Friday, November 07, 2008

Invention and innovation are not the same thing

Part of the confusion in patent reform is caused by the failure of certain legal academics to treat "innovation" and "invention" as distinct concepts.

In December 2006, in an article titled ON PATENT QUALITY AND PATENT REFORM [88 JPTOS 1068 ], LBE noted

To intellectual property attorneys, the world of patents is about the disclosure of inventions. The patent system is designed to provide incentives to inventors to disclose publicly inventions which are useful, novel, and non-obvious, thereby enhancing the public storehouse of knowledge and hopefully accelerating the rate of improvements to our lives. The deal between the public and the inventor is the exchange of information in return for a right to exclude for a finite time.

Businessmen are more concerned with innovation than with invention. Peter F. Drucker noted: Its [innovation's] criterion is not science or technology, but a change in the economic or social environment, a change in the behavior of people as consumers or producers. Innovation creates new wealth or new potential for action rather than mere knowledge. [FN4] In the book "The Innovator's Dilemma: When New Technologies Cause Great Firms to Fail," [FN5] Harvard professor Clayton M. Christensen does not once use the word patent. "Technology" as defined by Christensen means the processes by which an organization transforms labor, capital, materials, and information into products and services of greater value. Innovation is a change in technology.


In various earlier talks, LBE had included references to Edward B. Roberts, for the proposition

Innovation = Invention + Exploitation


On 1 January 2007, Edward B. Roberts re-emphasized his distinction between invention and innovation.

Among other things, Roberts noted:

There are, however, significant differences between "idea-havers" [inventors] and "idea-exploiters" [innovators]--those who come up with ideas and those who do something with the ideas they have generated (10,11). This holds true whether the ideas are born in universities, government labs or in industry. The generally low rate of energetic pursuit of newly created RD&E ideas mandates the requirement for the second key role in technical innovation-seeking activities, that of the entrepreneur or product champion. Entrepreneurs advocate and push for change and innovation; they take ideas, whether their own or others', and attempt to get them supported and adopted.


In terms of basic definitions, Roberts noted:

The invention process covers all efforts aimed at creating new ideas and getting them to work. The exploitation process includes all stages of commercial development, application and transfer, including the focusing of ideas or inventions toward specific objectives, evaluating those objectives, downstream transfer of research and/or development results, and the eventual broad-based utilization, dissemination and diffusion of the technology-based outcomes.

In passing, one notes that the position of Roberts is distinct from that of Drucker. Roberts states:

Most challenging to those of us committed to the development and use of new science and technology is Drucker's assertion that "contrary to almost universal belief, new knowledge--and especially new scientific knowledge--is not the most reliable or most predictable source of successful innovations." As with most Drucker "truths," this one is intuitively attractive, as well as unverified in any systematic manner.
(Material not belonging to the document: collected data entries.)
PR #7212, opened 2023-09-06
Avoid logging messages when anonymization is on

cosminh11:
Change-Id: I5bcf615521d13758b2b70a0c9466a3bbc1a0a918

* Resolves: # 
* Target version: master 

### TODO

- [ ] ...

### Checklist

### DIFF
--- a/common/Protocol.cpp
+++ b/common/Protocol.cpp
@@ -19,8 +19,6 @@
 
 namespace COOLProtocol
 {
-    bool anonymizationEnabled = false;
-
     std::tuple<int, int, std::string> ParseVersion(const std::string& version)
     {
         int major = -1;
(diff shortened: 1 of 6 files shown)


caolanm (approved):
Alright, lets merge that into my one and take it from there onwards.

I wonder if we need to hit all those places, or if only one or some of them needs it. Any idea if it's the case they all need to be protected? Or just being sure?

cosminh11:
> I wonder if we need to hit all those places, or if only one or some of them needs it. Any idea if it's the case they all need to be protected? Or just being sure?

I am sure about the one with the client session in DocumentBroker, because we had a bug report about it.
I included the other 2 because they seemed similar. Can't say for sure if we need them.
Also, there are other places where we log abbreviated messages, like the one below, but I don't know what kind of content they would have so I didn't touch them:
https://github.com/CollaboraOnline/online/blob/8ba14ab5e2eb449af0e6469cd64aaa5a7549281c/wsd/TileCache.cpp#L243-L244

PR #7217, opened 2023-09-07
Kill Poco Logger (Partially)

Ashod:
These patches replace the Console Channel of Poco with our faster and simpler implementations. The new loggers are behind EnableExperimental, so this change is safe to go in.

- wsd: test: enable experimental features in tests
- wsd: set up signal handlers early
- killpoco: our implementation of ConsoleChannel
- wsd: log: retry on write failure and flush
- wsd: support EnableExperimental in Log
- killpoco: own implementation of BufferedConsoleChannel
- killpoco: own implementation of ColorConsoleChannel
- wsd: stop the rendering thread pool before exiting
- wsd: log: BufferedConsoleChannel with thread-local buffer
- wsd: log: verify that all threads are stopped
- killpoco: replace LocalDateTime

### DIFF
--- a/common/Log.cpp
+++ b/common/Log.cpp
@@ -29,6 +29,7 @@
 #include <Poco/PatternFormatter.h>
 #include <Poco/SplitterChannel.h>
 
+#include "Common.hpp"
 #include "Log.hpp"
 #include "Util.hpp"
 
@@ -364,7 +365,12 @@ namespace Log
             channel->setProperty("warningColor", "magenta");
         }
         else
-            channel = static_cast<Poco::Channel*>(new Log::ConsoleChannel());
+        {
+            if (EnableExperimental)
+                channel = static_cast<Poco::Channel*>(new Log::ConsoleChannel());
+            else
+                channel = static_cast<Poco::Channel*>(new Poco::ConsoleChannel());
+        }
 
         /**
          * Open the channel explicitly, instead of waiting for first log message
@@ -394,7 +400,7 @@ namespace Log
         struct tm tm;
         LOG_INF("Initializing " << name << ". Local time: "
                                 << std::put_time(localtime_r(&t, &tm), "%a %F %T %z")
-                                << ". Log level is [" << logger->getLevel() << "].");
+                                << ". Log level is [" << logger->getLevel() << ']');
     }
 
     Poco::Logger& logger()
--- a/common/Log.cpp
+++ b/common/Log.cpp
@@ -35,6 +35,13 @@
 #include "Log.hpp"
 #include "Util.hpp"
 
+namespace
+{
+/// Tracks the number of thread-local buffers (for debugging purposes).
+std::atomic_int32_t ThreadLocalBufferCount(0);
+
+} // namespace
+
 namespace Log
 {
     using namespace Poco;
@@ -119,9 +126,14 @@ namespace Log
                 : _size(0)
                 , _oldest_time_us(0)
             {
+                ++ThreadLocalBufferCount;
             }
 
-            ~ThreadLocalBuffer() { flush(); }
+            ~ThreadLocalBuffer()
+            {
+                flush();
+                --ThreadLocalBufferCount;
+            }
 
             std::size_t size() const { return _size; }
             std::size_t available() const { return BufferSize - _size; }
@@ -595,6 +607,9 @@ namespace Log
     void shutdown()
     {
 #if !MOBILEAPP
+        assert(ThreadLocalBufferCount <= 1 &&
+               "Unstopped threads may have unflushed buffered log entries");
+
         IsShutdown = true;
 
         Poco::Logger::shutdown();
--- a/common/Log.cpp
+++ b/common/Log.cpp
@@ -42,10 +42,28 @@ namespace Log
         static constexpr std::size_t BufferSize = 64 * 1024;
 
     public:
+        void close() override { flush(); }
+
         /// Write the given buffer to stderr directly.
-        static inline bool writeRaw(const char* data, std::size_t size)
+        static inline int writeRaw(const char* data, std::size_t size)
         {
-            return ::write(STDERR_FILENO, data, size) == static_cast<ssize_t>(size);
+            std::size_t i = 0;
+            for (; i < size;)
+            {
+                int wrote;
+                while ((wrote = ::write(STDERR_FILENO, data + i, size - i)) < 0 && errno == EINTR)
+                {
+                }
+
+                if (wrote < 0)
+                {
+                    return i;
+                }
+
+                i += wrote;
+            }
+
+            return i;
         }
 
         template <std::size_t N> inline void writeRaw(const char (&data)[N])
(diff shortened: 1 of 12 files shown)


common/SigUtil.cpp
```diff
@@ -150,6 +150,15 @@ void requestShutdown()
     /// Close the signalLog file.
     void signalLogClose()
     {
+        // We cannot shutdown the logging subsystem
+        // because freeing memory is not signal safe.
+
+        // Flush the IO buffers.
+        std::flush(std::cout);
```
mmeeks, line 157: Hmm - surely std::cout is yet another layer of C++ buffered-ness on top of what we have, and will no doubt allocate memory, and is not on the list of signal safe methods for good reason. Why are we using them? we should write to stdout or stderr - using safe, low-level system calls - not the FILE* abstraction, and not the C++ wrappers :-) cf. https://stackoverflow.com/questions/21460620/is-fflush-safe-to-be-called-from-a-signal-handler

kit/Kit.cpp
```diff
@@ -825,6 +825,7 @@ class Document final : public DocumentManagerInterface
             {
                 LOG_FTL("Document [" << anonymizeUrl(_url) << "] has no more views, exiting bluntly.");
                 flushTraceEventRecordings();
+                _pngPool.stop();
```
mmeeks, line 828: Hokay - all of the call sites you touch look like a real opportunity for code sharing & cleanup here. I expect we need to flushTraceEventRecordings() on an EX_OK and not otherwise, we need to stop the pngPool and do this Util::forcedExit etc.   - having said that I expect the Kit to be hard killed mostly by coolwsd: are we changing that ?  it is a -far- faster to go down than trying to touch all the memory we used and was paged out to fiddle with it and so on. We could of course send a USR2 signal or something to get it to flush its logs and hard exit or somesuch but ... hmm :-)

common/Log.cpp
```diff
@@ -439,9 +500,10 @@ namespace Log
         }
         else if (withColor)
         {
-            channel = static_cast<Poco::Channel*>(new Poco::ColorConsoleChannel());
-            channel->setProperty("traceColor", "green");
-            channel->setProperty("warningColor", "magenta");
+            if (EnableExperimental)
```
mmeeks, line 554: Love the conditionality here :-)

common/Log.cpp
```diff
@@ -104,6 +104,85 @@ namespace Log
...
+    {
+    protected:
+        std::size_t size() const { return _size; }
+        std::size_t available() const { return BufferSize - _size; }
+
+        inline void flush()
+        {
+            if (_size)
+            {
+                write(_buffer, _size);
```
mmeeks: Short writes ? =) EINTR ?

common/Log.cpp
```diff
@@ -42,10 +42,28 @@ namespace Log
...
         /// Write the given buffer to stderr directly.
-        static inline bool write(const char* data, std::size_t size)
+        static inline int write(const char* data, std::size_t size)
         {
-            return ::write(STDERR_FILENO, data, size) == static_cast<ssize_t>(size);
+            std::size_t i = 0;
+            for (; i < size;)
+            {
+                int wrote;
+                while ((wrote = ::write(STDERR_FILENO, data + i, size - i)) < 0 && errno == EINTR)
```
mmeeks, line 65: Ah - perhaps this is the 'write' we use that handles the problems  ? =)

wsd/COOLWSD.cpp
```diff
@@ -6204,7 +6199,22 @@ void forwardSigUsr2()
 // Avoid this in the Util::isFuzzing() case because libfuzzer defines its own main().
 #if !MOBILEAPP && !LIBFUZZER
 
-POCO_SERVER_MAIN(COOLWSD)
```
mmeeks, line 6207: Love the removal =)

mmeeks (commented):
Overall some really good stuff here :-) A few things to check and/or cleanup - near to approval but for the branch being locked down. I love the faster logging re: time fields, we need to re-think the use of FILE* or std::cout streams for signal safety and use STDOUT_FILENO, and/or STDERR_FILENO which are defined with these values in <unistd.h> I think =) [ also really no point in two layers of buffered writing which can only loose us data I think ].

Thanks ! =)

common/Log.cpp
Ashod: Yes, internal. You found the syscall with EINTR retry.

kit/Kit.cpp
Ashod: We do stop/exit the Kits from WSD. The thread stopping is to make sure the thread_local buffer is destroyed and flushed. It's not really necessary, except that with the check I added to track the number of thread_local buffers, it's cleaner to stop the threads (at least in the graceful case).

A misbehaving Kit will get 'kill -9' from WSD. The above is for the 'nice' case.

common/SigUtil.cpp
Ashod: Logging does _not_ use std::cout/cerr. This is just flushing. Technically, since we do flush stdout/stderr, and since cout and cerr are really mapped to them, this shouldn't be needed. I just put them for completeness. I'll remove them.

common/Log.cpp
```diff
@@ -119,9 +128,18 @@ namespace Log
                 : _size(0)
                 , _oldest_time_us(0)
             {
+#if ENABLE_DEBUG
```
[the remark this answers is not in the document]
Ashod: I added this #if because without the assert there is no value in doing atomic operations. It's to minimize performance noise (at runtime), rather than to silence the compiler.

Ashod:
Thanks @mmeeks for the quick review!

> also really no point in two layers of buffered writing which can only loose us data I think

We have but one buffer. The two class split is to manage the lifetime of the thread_local buffer independently of the Channel object that is created once per process. But we certainly don't need multiple buffers.

Also, removed flushing cout/cerr. Agreed that was an oversight to do from signal handlers.

common/Log.cpp
mmeeks: An old C programmer would appreciate a different name to the std C write function ;-)

common/SigUtil.cpp
mmeeks: Great; please do cut those out. We shouldn't write to stdout/stderr either but the relevant file-descriptions.

common/Log.cpp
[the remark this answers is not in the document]
Ashod: Removed.

common/SigUtil.cpp
Ashod: Removed.

kit/Kit.cpp
Ashod: Refactored.

common/Log.cpp
Ashod: Renamed.

Ashod:
@mmeeks, addressed all concerns. Hope it looks better now. Thanks!

mmeeks (approved):
Thanks for fixing all the comments Ash =) would love to get this in as/when there is a good time.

Whether or not new science is a critical "source" of successful innovations no doubt depends on how you define both "science" as well as "source." But there is no doubt that advances in science and technology are instrumental to the development and implementation of almost all successful product and process innovations. It is the rare case that a success stems from merely a repacking of previously existing science and technology.

Roberts distinction in turn depends on what one means by "repacking." Combination claims in patents, as discussed in KSR v. Teleflex, frequently arise from a uniting of elements ALL of which individually were in the prior art. Whether these combinations rise to patentable significance was a topic of discussion in the KSR case, and in subsequent legal writing.